En réalité, la communion entre le divin et l’humain, pleinement réalisée en Jésus, est notre but, le point d’arrivée de l’histoire humaine selon le dessein du Père. C’est la béatitude de la rencontre entre notre faiblesse et sa grandeur, entre notre petitesse et sa miséricorde qui comblera chacune de nos limites. Mais un tel but n’est pas seulement l’horizon qui illumine notre chemin, c’est ce qui nous attire par la douceur de sa force; c’est ce que l’on commence à goûter par avance et à vivre ici et qui se construit jour après jour avec tout le bien que nous semons autour de nous. Ce sont les semences qui contribuent à créer une humanité nouvelle, renouvelée, où personne n’est laissé de côté ni rejeté; où celui qui sert est le plus grand; où les petits et les pauvres sont écoutés et aidés.

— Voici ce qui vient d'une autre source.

Issue #295, opened 2018-06-18
Update Systems collection


adriane-cardozo:
System collection should list only server profiles applied.
Remove Physical systems (implemented in the phase 1).

PR #315, opened 2018-06-28
Update Systems collection

karolcatunda:
- Removing physical systems from system collection
- Updating computer system unit tests to get new system collection data
Closes: https://github.com/HewlettPackard/oneview-redfish-toolkit/issues/295


oneview_redfish_toolkit/api/computer_system_collection.py
```diff
@@ -23,28 +23,30 @@ class ComputerSystemCollection(RedfishJsonValidator):
     """Creates a Computer System Collection Redfish dict
 
         Populates self.redfish with some hardcoded ComputerSystemCollection
-        values and with the response of Oneview with all server hardware.
+        values and with the response of Oneview with all servers profiled
+        applied.
```
sidneifranco: maybe it could be better to change a little bit to:"... with all servers with Server Profile applied"

oneview_redfish_toolkit/blueprints/computer_system_collection.py
```diff
@@ -48,8 +48,15 @@ def get_computer_system_collection():
             raise OneViewRedfishResourceNotFoundError(
                 "server-hardware-list", "Resource")
 
+        # Filter server profiles that has a profile applied
```
sidneifranco: Filter servers that have a profile applied

oneview_redfish_toolkit/mockups/oneview/ServerHardwaresProfiledApplied.json
```diff
@@ -0,0 +1,1165 @@
+[{"processorSpeedMhz":2400,
```
sidneifranco: Consider renaming the file to ServersHardwareProfiled.json or something like that.

oneview_redfish_toolkit/api/computer_system_collection.py
```diff
@@ -59,10 +61,10 @@ def _set_redfish_members(self):
             Populates self.redfish["Members"] with the links to Redfish
             ComputerSystems.
         """
-        for server_hardware, index in \
-                zip(self.server_hardware,
-                    range(len(self.server_hardware))):
-
+        for server_profile, index in \
```
ricardogpsf: just a note: Could we do this iteration using a simple loop `for` without apply a `zip` method to the `self.server_profiles` and without `index` variable? This will keep the code more simple, no? What do you think?

For example:
```python
for item in self.server_profiles:
    dict_result = {"@odata.id": item["serverProfileUri"].split("/")[-1]}
    self.redfish["Members"].append(dict_result)
```

oneview_redfish_toolkit/blueprints/computer_system_collection.py
```diff
@@ -48,8 +48,15 @@ def get_computer_system_collection():
             raise OneViewRedfishResourceNotFoundError(
```
ricardogpsf: I know this behavior is previously than that current PR, but we should not raise exception when the list is empty, just return the empty list with status 200. 
We can do that right now. What do you think? @karolcatunda @victorhugorodrigues @adriane-cardozo @lhsvobodaj

oneview_redfish_toolkit/blueprints/computer_system_collection.py
```diff
@@ -48,8 +48,15 @@ def get_computer_system_collection():
...
                 "server-hardware-list", "Resource")
 
+        # Filter server profiles that has a profile applied
+        server_profiles_applied_list = list()
+        for server_hardware_item, index in \
+                zip(server_hardware_list, range(len(server_hardware_list))):
```
ricardogpsf: Could we use simples loop `for` as explained before in another comment?

oneview_redfish_toolkit/api/computer_system_collection.py
```diff
@@ -23,28 +23,30 @@ class ComputerSystemCollection(RedfishJsonValidator):
...
         Populates self.redfish with some hardcoded ComputerSystemCollection
-        values and with the response of Oneview with all server hardware.
+        values and with the response of Oneview with all servers profiled
+        applied.
     """
 
     SCHEMA_NAME = 'ComputerSystemCollection'
 
-    def __init__(self, server_hardware):
+    def __init__(self, server_profiles):
```
ricardogpsf: Seeing the blueprint code I believe that server_profiles name is bad in this case because this list is a server_hardware list, in fact, right? So, we can named as server_hardware.

oneview_redfish_toolkit/blueprints/computer_system_collection.py
victorhugorodrigues: I agree.

oneview_redfish_toolkit/blueprints/computer_system_collection.py
victorhugorodrigues: We could go ahead and change the name of the list as well.

oneview_redfish_toolkit/blueprints/computer_system_collection.py
adriane-cardozo: Yes, we should not raise exception for empty collections. Anyway, I think we should retrieve the list of server profiles directly instead of checking for each server hardware. Is there a reason why not doing that?

oneview_redfish_toolkit/mockups/oneview/ServerHardwaresProfiledApplied.json
adriane-cardozo: Can we use ServerProfiles.json or ServerProfilesApplied.json? To follow Oneview naming structure. Let's discuss tomorrow.

oneview_redfish_toolkit/blueprints/computer_system_collection.py
adriane-cardozo: Need to discuss how to handle profiles that are not assigned to a server hardware... maybe that's the reason :) Let's discuss tomorrow.

karolcatunda:
All comments were fixed on last commit. Please, check them @sidneifranco @ricardogpsf @adriane-cardozo

PR #319, opened 2018-06-29
Include Storage resource blocks in a Resource Zone

### LINKED ISSUE #299: Include Storage resource blocks in a Resource Zone

### LINKED ISSUE #309: Storage Resource Blocks in a Zone should be available only if storage controller is configured
For a Zone, Storage resource blocks should be listed in the Resource Blocks collection if the template has storage controller configured.

ricardogpsf:
- Storage Resource Blocks are available only if storage controller is configured and is not Embedded
- Adds unit tests to cover the scenario above

Ps.: This PR closes 2 issues (#309  and #299), but that issues will be put on CHANGELOG only after the Sprint to avoid merge problems.

Closes #299 
Closes #309

### DIFF
--- a/oneview_redfish_toolkit/api/zone.py
+++ b/oneview_redfish_toolkit/api/zone.py
@@ -32,7 +32,7 @@ class Zone(RedfishJsonValidator):
 
     SCHEMA_NAME = 'Zone'
 
-    def __init__(self, profile_template, available_targets_obj):
+    def __init__(self, profile_template, available_targets_obj, drives):
         """Zone constructor
 
             Populates self.redfish with the contents of
@@ -45,7 +45,15 @@ class Zone(RedfishJsonValidator):
         """
         super().__init__(self.SCHEMA_NAME)
 
-        available_targets = available_targets_obj["targets"]
+        self.available_targets = available_targets_obj["targets"]
+        self.drives = []
+
+        controllers = profile_template["localStorage"]["controllers"]
+        has_not_embedded = \
+            [i for i in controllers if i["deviceSlot"] != "Embedded"]
+
+        if has_not_embedded:
+            self.drives = drives
 
         self.redfish["@odata.type"] = "#Zone.v1_1_0.Zone"
         self.redfish["Id"] = profile_template["uri"].split("/")[-1]
@@ -56,7 +64,7 @@ class Zone(RedfishJsonValidator):
         self.redfish["Links"] = dict()
         self.redfish["Links"]["ResourceBlocks"] = list()
 
-        self.fill_resource_blocks(profile_template, available_targets)
+        self.fill_resource_blocks()
 
         self.capabilities_key = "@Redfish.CollectionCapabilities"
         self.redfish[self.capabilities_key] = dict()
@@ -72,9 +80,12 @@ class Zone(RedfishJsonValidator):
 
         self._validate()
 
-    def fill_resource_blocks(self, profile_template, available_targets):
-        for item in available_targets:
+    def fill_resource_blocks(self):
+        for item in self.available_targets:
             self.add_resource_block_item_to_links(item, "serverHardwareUri")
+
+        for item in self.drives:
+            self.add_resource_block_item_to_links(item, "uri")
 
     def add_resource_block_item_to_links(self, original_dict, uri_key):
         uuid = original_dict[uri_key].split("/")[-1]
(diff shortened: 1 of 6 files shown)


oneview_redfish_toolkit/api/zone.py
```diff
@@ -32,7 +32,7 @@ class Zone(RedfishJsonValidator):
 
     SCHEMA_NAME = 'Zone'
 
-    def __init__(self, profile_template, available_targets_obj):
+    def __init__(self, profile_template, available_targets_obj, drives):
```
karolcatunda: I believe is missing driver doc on Args.

oneview_redfish_toolkit/tests/api/test_zone.py
```diff
@@ -31,29 +31,50 @@ class TestZone(BaseTest):
...
-            zone = Zone(self.server_profile_template, self.available_targets)
-        except Exception as e:
-            self.fail("Failed to instantiate Zone class."
-                      " Error: {}".format(e))
-
-        try:
-            result = json.loads(zone.serialize())
-        except Exception as e:
-            self.fail("Failed to serialize. Error: {}".format(e))
+        zone = Zone(self.server_profile_template,
```
karolcatunda: Test doc is missing.

oneview_redfish_toolkit/tests/api/test_zone.py
```diff
@@ -31,29 +31,50 @@ class TestZone(BaseTest):
...
+        profile_template["localStorage"]["controllers"] = []
+
+        zone = Zone(profile_template,
+                    self.available_targets,
+                    self.drives)
+        result = json.loads(zone.serialize())
+
+        self.assertEqual(self.zone_without_drives_mockup, result)
+
+    def test_drives_as_links_when_storage_controller_is_embedded(self):
```
karolcatunda: Here too.

oneview_redfish_toolkit/tests/api/test_zone.py
```diff
@@ -31,29 +31,50 @@ class TestZone(BaseTest):
...
-        except Exception as e:
-            self.fail("Failed to serialize. Error: {}".format(e))
+        zone = Zone(self.server_profile_template,
+                    self.available_targets,
+                    self.drives)
+        result = json.loads(zone.serialize())
 
         self.assertEqual(self.zone_mockup, result)
+
+    def test_drives_as_links_when_storage_controllers_are_not_configured(
```
karolcatunda: Same comment above :+1:

oneview_redfish_toolkit/api/zone.py
```diff
@@ -45,7 +45,15 @@ def __init__(self, profile_template, available_targets_obj):
         """
         super().__init__(self.SCHEMA_NAME)
 
-        available_targets = available_targets_obj["targets"]
+        self.available_targets = available_targets_obj["targets"]
```
victorhugorodrigues: Is there a reason to this be an instance attribute and not just a variable? I see it is used inside private methods, but it could be passed as argument, not creating code dependency. Now, methods like "fill_resource_blocks()" depends that instance variable "self.available_targets" has be set before call the method.

oneview_redfish_toolkit/api/zone.py
```diff
@@ -72,10 +80,13 @@ def __init__(self, profile_template, available_targets_obj):
 
         self._validate()
 
-    def fill_resource_blocks(self, profile_template, available_targets):
-        for item in available_targets:
+    def fill_resource_blocks(self):
+        for item in self.available_targets:
```
victorhugorodrigues: Could this method receives "available_target" as argument? Not depending the instance variable has been set before.

oneview_redfish_toolkit/tests/api/test_zone.py
ricardogpsf: Do you know is necessary for this case of tests?

oneview_redfish_toolkit/api/zone.py
ricardogpsf: No special reason, I has used instance attributes because the method that are using them should be a non public method, so should be called only inside the class and is being called by the constructor that know how prepare the instance variable correctly.
But, I can do the requested changes. =)

oneview_redfish_toolkit/api/zone.py
ricardogpsf: Yes, I dont see problem with instance variables in this case, but I will do that.

PR #322, opened 2018-06-29
Migrate to stestr unit test library

### LINKED ISSUE #321: Review build dependencies
We should set a version for each lib to not update automatically.

To fix build, Ricardo also test other changes, so we should check if we need them: https://github.com/ricardoas/oneview-redfish-toolkit/tree/fix-unit-test

ricardoas:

Dieu et l’homme ne sont pas les deux extrêmes d’une opposition: ils se cherchent depuis toujours, parce que Dieu reconnaît dans l’homme sa propre image et l’homme ne se reconnaît qu’en regardant Dieu. Telle est la vraie sagesse, que le livre du Siracide indique comme une caractéristique de celui qui va à la suite du Seigneur. C’est la sagesse de saint Léon le Grand, fruit de la convergence de plusieurs éléments : parole, intelligence, prière, enseignement, mémoire. Mais saint Léon nous rappelle aussi qu’il ne peut y avoir de vraie sagesse que dans le lien au Christ et dans le service de l’Église. C’est la route sur laquelle nous croisons l’humanité et nous pouvons la rencontrer avec l’esprit du bon samaritain. Ce n’est pas par hasard que l’humanisme, dont Florence a été le témoin dans ses moments les plus créatifs, a toujours eu le visage de la charité. Que cet héritage soit porteur d’un nouvel humanisme pour cette ville et pour l’Italie tout entière.
Au terme de la messe
Je voudrais vous remercier pour cet accueil chaleureux, tout au long de la journée. Remercier le cardinal-archevêque, remercier les cardinaux et les évêques de la Conférence épiscopale italienne, avec son président. Tout ce que vous avez fait aujourd’hui pour moi est un témoignage. J’adresse mon remerciement à chacun de vous.
Mais je voudrais adresser mes remerciements spécialement aux détenus, qui ont construit cet autel, où Jésus est venu aujourd’hui. Merci d'avoir fait cela pour Jésus.
Et à vous tous, merci beaucoup. Et s’il vous plaît, je vous demande de prier pour moi.